Camerunensi, una comunità integrata

La comunità dei camerunensi residenti nel Friuli Venezia Giulia al primo gennaio 2015 secondo l'Istat era di 416 persone e di queste, quasi la metà abitano in provincia di Trieste. Per capire come questa comunità viva e si sia integrata nel capoluogo regionale, abbiamo posto a quattro camerunensi di età diverse alcune domande sulla loro esperienza. Ci siamo informati sui motivi del trasferimento in Italia, sulle difficoltà incontrate, sulle relazioni strette nell'ambiente di studio o di lavoro e sull'effetto che ha avuto vivere in due realtà completamente diverse.
Dei quattro intervistati, tre sono venuti per studiare, mentre Lucie è venuta "per cercare un futuro migliore" e proprio a Trieste perché qui aveva un parente che l'avrebbe accolta. Adrien, a Trieste da 11 anni, ha deciso di venire "per vivere un'esperienza diversa rispetto alla realtà africana"; ha scelto Trieste perché "la prima volta che l'ho vista mi ha colpito, soprattutto per il mare". Charlotte la più giovane, arrivata in Italia 5 anni fa, dice: "Per tutto il primo anno la relazione con gli studenti era difficile". Poi ha conosciuto una ragazza molto gentile e accogliente che l'ha fatta "integrare".
Per quanto riguarda l'impatto con il mondo lavorativo, Lucie, dopo vari impieghi, ha trovato quello attuale a tempo indeterminato grazie a un corso di formazione di due anni per operatore socio-sanitario. Del rapporto con i colleghi dice che è molto professionale e amichevole, senza ostilità.
Joseph dopo la laurea ha svolto varie attività di manutenzione e progettazione in più aziende, mentre ora si è messo in proprio. Adrien invece lavora come addetto mensa, con i colleghi dice "ho una buona relazione, tra noi non c'è conflittualità poiché svolgiamo compiti diversi".
Sembra sia stato più facile trovare lavoro, a parte la crisi, piuttosto che l'alloggio; Adrien afferma che "ci sono molti pregiudizi e richieste di documentazione rivolte esclusivamente agli stranieri", mentre Lucie spiega: "Ci sono molte paure nei nostri confronti: spesso non si affitta la casa a uno straniero perché probabilmente ci abiteranno molte più persone, per risparmiare e per l'abitudine alla condivisione".

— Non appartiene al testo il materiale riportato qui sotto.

PR #270, opened 2022-02-10
CBAPI-3379: Add Device Facet API to CBC SDK

abowersox-cb:
## Pull request checklist

https://jira.carbonblack.local/browse/CBAPI-3379

## Pull Request Description

Added the facets() function to DeviceSearchQuery, which performs query faceting.  The facet values have an extra method of their own, query_devices(), which starts a search query for all devices matching that facet.

- [ ] Yes
- [x] No

## How Has This Been Tested?

Unit tests have been updated and augmented to cover the new functionality. Coverage on that source file is at 94%. A UAT test for facets has also been added and proven to work against PROD02.

### DIFF
--- a/src/cbc_sdk/platform/devices.py
+++ b/src/cbc_sdk/platform/devices.py
@@ -293,8 +293,15 @@ class DeviceFacet(UnrefreshableModel):
             """
             Set up a device query to find all devices that match this facet value.
 
+            Example:
+                >>> facets = api.select(Device).where('').facets(['policy_id'])
+                >>> for value in facets[0].values_:
+                ...     print(f"Policy ID = {value.id}:")
+                ...     for dev in value.query_devices():
+                ...         print(f"    {dev.name} ({dev.last_external_ip_address})")
+
             Returns:
-                DeviceQuery: The new DeviceQuery, which may have additional criteria added to it.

Per concludere, abbiamo chiesto un commento sull'influenza che l'esperienza di vivere in un Paese europeo ha avuto sul loro modo di pensare. Joseph dice di essere stato in contatto con la cultura occidentale già nel Camerun, infatti è andato ad abitare in città e ha studiato, e questo gli ha permesso di aprirsi culturalmente. Aggiunge però di essere meno aperto ora perché, arrivato in Italia e finita l'università, in ambiente lavorativo è venuto a contatto con persone di livello scolastico e culturale piuttosto basso e di mentalità chiusa. In conclusione, dice che "tra gli italiani, così come tra i camerunensi, ci sono quelli più aperti verso gli altri e verso le altre forme di cultura e quelli più chiusi e perfino ostili e diffidenti verso di esse". Adrien invece individua da parte degli stranieri degli ostacoli all'apertura mentale e all'integrazione, tra cui la religione.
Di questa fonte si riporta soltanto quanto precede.